(RECORD EXCERPTS)
──────────────────────────────
PR #5632, opened 2025-08-06
7937-low-latency-ce-matches

ttoomey:
## _Merging this PR_

## Description
[See full technical description below](https://github.com/greenriver/hmis-warehouse/pull/5632#issuecomment-3161866654)

## Objective
Decouple fast client processing from slow pool processing to eliminate head-of-line blocking in Coordinated Entry updates. Replace single `ProcessChangesJob` with two concurrent, specialized jobs using per-pool advisory locks.

## Current Problem
`Hmis::Ce::ProcessChangesJob` handles both pool updates (slow, minutes-hours) and client matching (fast) sequentially. Pool processing blocks all client updates until complete.

## Solution
Two new jobs with PostgreSQL advisory locks for coordination:

### ProcessPoolsJob (long_running queue)
- Processes dirty candidate pools exclusively
- Acquires exclusive 60-second blocking locks per pool (`hmis-ce_pool-#{id}`)
- Skips pools on lock timeout, logs warning
- Yields to client job when clients become dirty

### ProcessClientsJob (default queue)  
- Processes dirty clients against all active pools
- Attempts 5-second lock acquisition per pool
- Skips locked pools, only marks clients processed if evaluated against ALL pools

## Trade-offs
- **Eventual consistency**: Client eligibility updates deferred for actively processing pools
- **Low latency**: Client updates no longer blocked by pool processing
- **Inefficient processing**: Clients remain dirty until evaluated against all pools, may be processed repeatedly

## Risk Mitigation
- Distinct lock scopes prevent deadlocks
- Skip-on-failure prevents indefinite blocking  

## Type of change
New feature


ttoomey:
# Technical Design: Concurrent CE Client and Pool Processing

## 1. Objective

To provide low-latency eligibility updates for Coordinated Entry (CE) clients by decoupling the fast-running client processing from the slow-running pool processing. This will prevent long-running pool updates from blocking timely client-matching, significantly improving responsiveness for users. We will achieve this by replacing the single `ProcessChangesJob` with two distinct, concurrent jobs that use a per-pool advisory locking mechanism to coordinate their work safely.

## 2. Background: Current Architecture & Limitations

Currently, all CE change processing is handled by a single background job, `Hmis::Ce::ProcessChangesJob`. This job runs on a fixed schedule and performs two distinct tasks:
1.  **Processes Dirty Pools:** Updates eligibility rules for candidate pools. This can be a very slow operation (minutes to over an hour).
2.  **Processes Dirty Clients:** Matches clients with newly changed data against candidate pools. This is typically a very fast operation.

The primary limitation is **head-of-line blocking**. When the job begins processing a large pool, it prevents any new client updates from being handled until the pool processing is complete.

## 3. Proposed Solution: A Two-Job, Concurrent Architecture

We will replace the single `ProcessChangesJob` with two new, specialized jobs. Coordination will be managed via PostgreSQL advisory locks at both the job level and the individual pool level. Both jobs will be wrapped in `instrument_as_maintenance_task` for consistent monitoring and will follow existing logging patterns.

### 3.1. Job-Level Locking

Each job will use a unique advisory lock to ensure only one instance of that job can run at a time. Following the existing pattern in the codebase, locks will be acquired using `GrdaWarehouseBase.with_advisory_lock` with the job class name as the lock identifier and a `timeout_seconds: 0` to prevent blocking if an instance is already running.

### 3.2. Per-Pool Locking for Coordination

The core of this design is a **per-pool advisory lock** that signals a specific pool is actively being processed. The lock name is generated with the format `hmis-ce_pool-#{id}` to ensure uniqueness.

### 3.3. The New Jobs

#### A. `ProcessPoolsJob`
*   **Purpose:** Exclusively processes dirty candidate pools.
*   **Queue:** `long_running`
*   **Frequency:** Configurable (e.g., every 5 minutes).
*   **Logic:**
    1.  Acquire a non-blocking, job-level lock.
    2.  Fetch a batch of dirty pools.
    3.  For each `pool`, acquire an **exclusive, blocking lock** with a 60-second timeout.
        *   If the lock fails (times out), log a warning and skip to the next pool. The pool will remain dirty and be retried on the next run.
    4.  Inside the lock block, execute the match engine for all clients against that single pool: `Hmis::Ce::Match::Engine.call(pool, progress: @progress)`.
    5.  Mark the pool as processed.
    6.  **Yielding Logic:** After processing each pool, check if any clients have become dirty. If so, exit the job to allow `ProcessClientsJob` to run, ensuring better responsiveness.
    7.  The lock is automatically released.
*   **Progress Support:** Supports optional progress bar display via `progress` parameter.

#### B. `ProcessClientsJob`
*   **Purpose:** Exclusively processes dirty clients for fast updates.
*   **Queue:** `default` (short-running).
*   **Frequency:** Configurable, with a short interval (e.g., every 30 seconds) for low latency.
*   **Logic:**
    1.  Acquire a non-blocking, job-level lock.
    2.  Fetch a batch of dirty clients.
    3.  Fetch all *active* candidate pools.
    4.  Iterate through each active pool.
    5.  For a given `pool`, attempt to acquire a lock with a **short, 5-second timeout**.
    6.  **If the lock is acquired:** Run the match engine for the dirty client batch against that pool (`Hmis::Ce::Match::Engine.call(pool, clients: ..., progress: @progress)`).
    7.  **If the lock is NOT acquired:** The pool is busy. Log a debug message and skip it.
    8.  After iterating through all pools, check if any pools were skipped.
        *   **If no pools were skipped:** Mark the client batch as processed.
        *   **If any pool was skipped:** The clients remain dirty to ensure they are re-evaluated against the skipped pool(s) on the next run.
*   **Progress Support:** Supports optional progress bar display via `progress` parameter.

## 4. Data Consistency Model: Eventual Consistency

This design explicitly chooses low latency over absolute, immediate consistency. A client's eligibility for a pool that is actively being processed will be deferred until the pool processing is complete. This is an acceptable and desirable trade-off.

To ensure correctness, clients will only be marked as processed if they are successfully evaluated against **all** active candidate pools. If `ProcessClientsJob` skips a locked pool, the clients remain dirty, guaranteeing they will be re-processed in a subsequent run.

## 5. Error Handling and Monitoring

### 5.1. Lock Acquisition Failures
*   **Pool Lock Failures:** If a pool lock consistently fails to be acquired, the pool will remain dirty and be retried on subsequent job runs. The job will skip the pool and continue processing other pools, logging warnings for visibility.
*   **Job Lock Failures:** If a job cannot acquire its job-level lock (because another instance is running), it will exit gracefully.

### 5.2. Monitoring and Alerting
*   **Maintenance Task Instrumentation:** Both jobs are wrapped in `instrument_as_maintenance_task` to provide consistent monitoring, alerting, and performance tracking.
*   **Lock Contention Metrics:** Warning logs will provide visibility into pools that are frequently locked, allowing for operational tuning and identification of problematic pools.

## 6. Risks and Mitigations

*   **Risk:** Increased implementation complexity.
    *   **Mitigation:** Each job's logic is small and highly focused. Following existing patterns in the codebase (advisory locks, maintenance task instrumentation) reduces implementation complexity.
*   **Risk:** Lock contention or deadlocks.
    *   **Mitigation:** The distinct lock scopes (job-level vs. per-pool) and the skip-on-failure strategy in the client processor are designed to prevent deadlocks and indefinite blocking.
*   **Risk:** Jobs failing to complete due to consistent lock acquisition failures.
    *   **Mitigation:** The maintenance task instrumentation will alert when jobs don't complete (`run.complete!` not reached), providing operational visibility into persistent issues.

lib/tasks/grda_warehouse.rake
```diff
@@ -407,8 +407,11 @@ namespace :grda_warehouse do
 
     if HmisEnforcement.hmis_enabled? && GrdaWarehouse::DataSource.hmis.exists? && Hmis::Ce.configuration.enabled?
       safely_execute do
-        # enqueue CE processor if it's not already running. Once enqueued it should self-sustain
-        Hmis::Ce::ProcessChangesJob.enqueue_if_not_already_running(wait_time: 5.minutes)
+        # enqueue CE processors if they're not already running. Once enqueued they should self-sustain
+        # ProcessPoolsJob handles expensive pool processing on a longer interval
+        Hmis::Ce::ProcessPoolsJob.enqueue_if_not_already_running(wait_time: 5.minutes)
+        # ProcessClientsJob handles fast client processing on a shorter interval
+        Hmis::Ce::ProcessClientsJob.enqueue_if_not_already_running(wait_time: 30.seconds)
```
ttoomey: Timing could be adjusted. Maybe 30 seconds is to agressive. And perhaps pool processing could poll every 10 minutes instead of five

drivers/hmis/app/jobs/hmis/ce/process_clients_job.rb
```diff
@@ -7,19 +7,19 @@
...
 #
 # See drivers/hmis/app/models/hmis/ce/README_FOR_CHANGE_MARKER.md
 #
 module Hmis::Ce
-  class ProcessChangesJob < BaseJob
+  class ProcessClientsJob < BaseJob
     include NotifierConfig
 
-    queue_as ENV.fetch('DJ_LONG_QUEUE_NAME', :long_running)
+    queue_as :default
```
eanders:
```suggestion
    queue_as ENV.fetch('DJ_SHORT_QUEUE_NAME', :short_running)
```

ttoomey: thanks!

drivers/hmis/app/models/hmis/ce/README_FOR_CHANGE_MARKER.md
```diff
@@ -6,12 +6,13 @@ The change tracking system for Coordinated Entry (CE) efficiently processes clie
...
+This is achieved through a versioning system managed by the `Hmis::Ce::ChangeMarker` model and two specialized self-scheduling background jobs that continuously process these changes in parallel for optimal performance.
 
 ### Core Components
 
 - **`Hmis::Ce::ChangeMarker`**: A polymorphic model that tracks the state of other records (currently `GrdaWarehouse::Hud::Client` and `Hmis::Ce::Match::CandidatePool`). It uses `current_version` and `processed_version` to determine if a record is "dirty."
-- **`Hmis::Ce::ProcessChangesJob`**: A self-scheduling job that runs continuously to process dirty records. It uses an advisory lock to prevent concurrent runs.
+- **`Hmis::Ce::ProcessPoolsJob`**: A self-scheduling job that processes dirty candidate pools on the long-running queue. It uses per-pool advisory locks to coordinate with the client processor.
+- **`Hmis::Ce::ProcessClientsJob`**: A self-scheduling job that processes dirty clients on the default queue for fast updates. It uses non-blocking per-pool locks to coordinate with the pool processor.
```
gigxz:
```suggestion
- **`Hmis::Ce::ProcessPoolsJob`**: A self-scheduling job that processes dirty candidate pools on the long-running queue. It uses per-pool advisory locks to coordinate with the client processor.
- **`Hmis::Ce::ProcessClientsJob`**: A self-scheduling job that processes dirty clients on the short-running queue for fast updates. It uses non-blocking per-pool locks to coordinate with the pool processor.
```
Clarify that ProcessClientsJob runs on the short running queue?

lib/tasks/grda_warehouse.rake
gigxz: Agreed, I think `ProcessClientsJob` could run every minute or two. Maybe we can start with 2 minutes?

For `ProcessPoolsJob`, I think 5 minutes is also too frequent, but I think it will also depends on the changes from https://github.com/greenriver/hmis-warehouse/pull/5638. Without having gone through very closely yet, I _think_ that after that change, Candidate Pools would only ever be marked as dirty when Match Rules change (infrequent dev action) or when a new Unit Group is created (infrequent user action). I don't think Candidate Pools would be marked as dirty when Opportunities are created (frequent action), given that those opportunities necessarily belong to a candidate pool that already exists (I think). But I'm definitely blurring the lines with the other PR here. Maybe we can go ahead and merge this with `10.minutes`, then we can discuss on the other PR once conflicts are resolved. (And apologies for my review being slow- I hope the merge conflicts aren't too much of a pain!).

gigxz (approved):
Looks great! 💯 
Tested locally as well with incremental changes in app, confirm waitlists are updated much quicker.

lib/tasks/grda_warehouse.rake
ttoomey: > Agreed, I think ProcessClientsJob could run every minute or two. Maybe we can start with 2 minutes?

Sounds good, I'll adjust the timing. 

>  I think that after that change, Candidate Pools would only ever be marked as dirty when Match Rules change... I don't think Candidate Pools would be marked as dirty when Opportunities are created 

Yes, that should be the case. The polling behavior should be pretty lightweight if there's no dirty pools. Initially it's just us managing the rules so I guess it's whatever seems best. We might also want to make the timeout dynamic, so that if the builder exits before completing all the pools then it uses a shorter cadence. 

> And apologies for my review being slow- I hope the merge conflicts aren't too much of a pain

No worries! I've created a small mess with these different directions but I'm hopeful it won't be too hard to reconcile. We'll see how it looks after the dust settles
──────────────────────────────
(REQUIREMENT) Return, unchanged, the run of lines above that opens with the line containing "- Acquires exclusive" and closes with the line containing "## Trade-offs". Include both.

(ANSWER FOR THIS EXERCISE)
- Acquires exclusive 60-second blocking locks per pool (`hmis-ce_pool-#{id}`)
- Skips pools on lock timeout, logs warning
- Yields to client job when clients become dirty

### ProcessClientsJob (default queue)  
- Processes dirty clients against all active pools
- Attempts 5-second lock acquisition per pool
- Skips locked pools, only marks clients processed if evaluated against ALL pools

## Trade-offs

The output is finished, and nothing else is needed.